If you’re a student-athlete starting to think about internships or life after your last season, I want to tell you something that I wish someone said to me:

You’re not behind.
You’re not unprepared.
You’re not supposed to magically know how this works.

You’ve spent years inside a system with a schedule that tells you where to be, what to do, who’s counting on you, and what the next mile marker looks like. And then suddenly you’re expected to plan your entire career off a few Google searches and a résumé you wrote at 1 a.m. between homework and a bus trip.

So let’s take the pressure down and talk honestly. This is the advice I wish I had when I was in your shoes, and the advice I’ve heard from so many former student-athletes since.

You are more qualified than you think

Almost every athlete I talk to says the same thing: “I don’t think I’m qualified for these jobs.”

And I get it. Corporate job descriptions make it sound like you need ten years of experience and a LinkedIn full of buzzwords just to be considered. But here’s the part nobody tells you: most early-career jobs aren’t looking for experts in the field, they’re looking for people who can communicate, handle pressure, adapt, and be a good teammate. Sound familiar?

You already do that. You’ve done that at 6 a.m. workouts when no one wanted to be there. You’ve done that in games when everything fell apart and the team needed someone to settle the energy. You’ve done that when you traveled across states, kept up with school, and still showed up ready to go.

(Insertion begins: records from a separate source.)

PR #116, opened 2023-11-01
Modernize setup to use pyproject.toml

pydanny:
- Ensures we match dependencies between environments (main, dev, and docs)
- Simplifies the configuration
- Makes it MUCH easier to break this up into multiple packages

Employers love this. They don’t always know how to put it into words, but they feel it when they talk to you.

Your resume isn’t empty, you just need to adjust the language

When I wrote my first résumé, I remember staring at the screen thinking, “Cool… so I’ve played my sport for basically my entire life, gone to practice every day, done lifts, watched film, traveled every weekend, balanced classes, and slept about six hours a night. How does any of that fit into a document with bullet points like ‘assisted cross-functional teams’ and ‘managed stakeholder expectations’? What does that even mean?”

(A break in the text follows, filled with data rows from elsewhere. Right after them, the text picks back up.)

Issue #122, opened 2023-11-16
RangeSet does not work correctly for more than two FiniteDateRanges


jarshwah:
Using RangeSet to merge two adjacent FiniteDateRanges works as you'd expect, but attempting to merge three adjacent FiniteDateRanges does not.

DateRanges are discrete not continuous, and are typically used as `[inclusive, inclusive]`. When we have two date ranges that are adjacent, they cover *every date*, and should form a single range, which is indeed what happens. The same should also apply for 3 date ranges, but as demonstrated below, it does not.

I'm working on putting together a PR that demonstrates the issue with tests which are essentially copied below:

```
import datetime
from xocto import ranges
date = datetime.date

def test_two_ranges_combine():
        r1 = ranges.FiniteDateRange(date(2023, 1, 1), date(2023, 1, 10))
        r2 = ranges.FiniteDateRange(date(2023, 1, 11), date(2023, 1, 20))
        merged = ranges.RangeSet([r1, r2])
        assert ranges.FiniteDateRange(date(2023, 1, 1), date(2023, 1, 20)) in merged


 def test_three_ranges_combine():
        # This test fails, because RangeSet is unable to correctly merge more than 2 ranges.
        r1 = ranges.FiniteDateRange(date(2023, 1, 1), date(2023, 1, 10))
        r2 = ranges.FiniteDateRange(date(2023, 1, 11), date(2023, 1, 20))
        r3 = ranges.FiniteDateRange(date(2023, 1, 21), date(2023, 1, 31))
        merged = ranges.RangeSet([r1, r2, r3])
        assert ranges.FiniteDateRange(date(2023, 1, 1), date(2023, 1, 31)) in merged

```

PR #123, opened 2023-11-16
Enable more than two adjacent FiniteDateRanges to be unioned

jarshwah:
Prior to this change, FiniteDateRange was able to correctly union with an adjacent FiniteDateRange, however, the union produced was of the base range type and was then unable to union with a successive adjacent range.

This change ensures that unioning two FiniteDateRanges produces a FiniteDateRange so that it can be unioned with a successive adjacent ranges.

Fixes https://github.com/octoenergy/xocto/issues/122

### DIFF
--- a/tests/test_ranges.py
+++ b/tests/test_ranges.py
@@ -757,6 +757,56 @@ class TestFiniteDateRange:
                 end=datetime.date(2000, 1, 4),
             )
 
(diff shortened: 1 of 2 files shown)


jamesbeith (approved):

josh-lynch:
👍

PR #127, opened 2023-11-20
Package py.typed files in the package data

jarshwah:
Setup tools doesn't automatically include py.typed files in the package
data until the next release after Nov 19, 2023, which means that types
that were previously exported now present as Any.
    
This change adds py.typed files to each of the sub-packages, and includes
them in the package data for each.

https://setuptools.pypa.io/en/latest/history.html#draft-unreleased-as-on-today

https://setuptools.pypa.io/en/latest/userguide/datafiles.html#package-data

### DIFF
--- a/pyproject.toml
+++ b/pyproject.toml
@@ -75,6 +75,11 @@ issues = "https://github.com/octoenergy/xocto/issues"
 [tool.setuptools]
 packages = ["xocto", "xocto.events", "xocto.storage"]
 
+[tool.setuptools.package-data]
+"xocto" = ["py.typed"]
+"xocto.events" = ["py.typed"]
+"xocto.storage" = ["py.typed"]
+
 
 # Mypy
 # ----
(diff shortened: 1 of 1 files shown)


jamesbeith (approved):

pyproject.toml
```diff
@@ -75,6 +75,11 @@ issues = "https://github.com/octoenergy/xocto/issues"
 [tool.setuptools]
 packages = ["xocto", "xocto.events", "xocto.storage"]
 
+[tool.setuptools.package-data]
+"xocto" = ["py.typed"]
+"xocto.events" = ["py.typed"]
+"xocto.storage" = ["py.typed"]
```
jarshwah, line 81: TBH I'm not *certain* that we need these files for each of the packages listed. Mypy isn't clear on this.

codeinthehole: Would `[xocto] = ["**/py.typed"]` be more future-proof?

If that’s you — breathe. Seriously. The problem isn’t that you lack experience. The problem is that no one ever taught student-athletes how to translate real experience into career language.

Think about what your weeks actually look like when you’re in-season. You wake up at 5:30 a.m., not because you want to, but because your entire team is counting on you. I remember I had to play 3 sets before my first class at 9am. It was brutal. But, I showed up.

You’re expected to train at a level that pushes your limits, then shift into being a full-time student before lunch. You manage meals around class and travel schedules, cram homework into buses or hotel rooms, keep your grades up, attend film sessions, juggle injuries, meet with trainers, and show up with focus for every single practice — even when your body is wrecked and your brain is fried.

And then someone tells you, “Sorry, we’re looking for someone with strong time-management skills.” You’re joking, right?

Time management is not something you “have.” It’s something you’ve mastered out of necessity. Same with discipline. Same with accountability. Same with communication. Same with handling pressure.

Let me put it plainly: Your average week as a student-athlete would make half the workforce cry.

But when it’s all you’ve ever known, it doesn’t feel like a résumé line. It feels normal. It feels like “just what we do.” You don’t see your own strength because you’ve lived inside it for so long.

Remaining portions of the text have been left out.